Zwölf Frauen und Männer brechen auf. Elf mit dem Zug von Linz. Eine wartet in Spital am Pyhrn, wo wir um 10.30 Uhr am Bahnhof angekommen starten. Keine große Vorstellungsrunde, obwohl wir einander nicht kennen, sondern nur der Hinweis, dass wir mit einem „mentalen Gummiband“ im Gehen verbunden bleiben, also nicht auseinanderfallen. Niemand hat ein Handy oder Smartphone dabei. Das war ausgemacht. Nur zwei kleine alte Fotoapparate werden äußerst sparsam eingesetzt.
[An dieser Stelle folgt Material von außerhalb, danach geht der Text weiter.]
Issue #123, opened 2020-11-19
use u64 for specifying the id of the vcpu


andreeaflorescu:
Right now the `create_vcpu` function expects an u8, but KVM ioctl expects u64 here. We can update this number to match the KVM API.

Ich selber habe davon gar nichts dabei. Magdalena Holztrattner und ich haben diese Idee ausgeschrieben.  Von Innsbruck bis Wien haben sie die Leute angemeldet. Das Bedürfnis nach Offline ist groß. Auch bei mir. Es liegt in der Luft, dass wir nur dann Balance finden, wenn wir uns konsequente Distanz verschaffen (können). Zumindest zeitweise. Vier Tage in unserem Fall. Das ist unser Experiment. Vorweg: Es ist mehr als gelungen.

Der Benediktweg als Basis

Die Route ist schnell geschildert: Von Spital der Aufstieg bis zum Pyhrgas-Gatterl. Dort erwartet uns auf 1.300 m Schnee. Davon wird es am dritten Tag noch mehr geben. Es geht hinunter Richtung Hall. Wir halten oben noch inne: Atmen ist heute unser Grundimpuls. Atmen und schauen, ganz da sein im Hier und Jetzt. Das Wetter ist wunderschön. Beim Abstieg helfen wir einander durch den Schnee. Wir kommen ins Gespräch, in die Gespräche. Im Tal hinaus bis in das Stift Admont, wo wir um 17 Uhr eintreffen, schwingen wir zusammen. Erzählen, einfach zuhören, schweigen, gehen, Rucksack tragen. P. Ulrich vom Stift empfängt uns, führt uns zum Abendessen und gibt uns im „ZeitRaum der Stille“ die Zimmer. Wir gehen noch zum Teich und genau in diesem Moment geht die Sonne unter. Ein unglaubliches Panorama prägt sich ein, in den Kopf und das Herz, weil wir keine Fotos machen. Ausklang im nahen Gasthaus und wir spüren, dass wir schon zusammengehören. Die Abschlussrunde zeigt schon: Offline gehen geht und tut gut. Müde geht es zum Schlaf. Der erste Tag am Benediktweg liegt hinter uns. Er ist unsere „Wegbasis“ bis zum Ziel in der Abtei Seckau.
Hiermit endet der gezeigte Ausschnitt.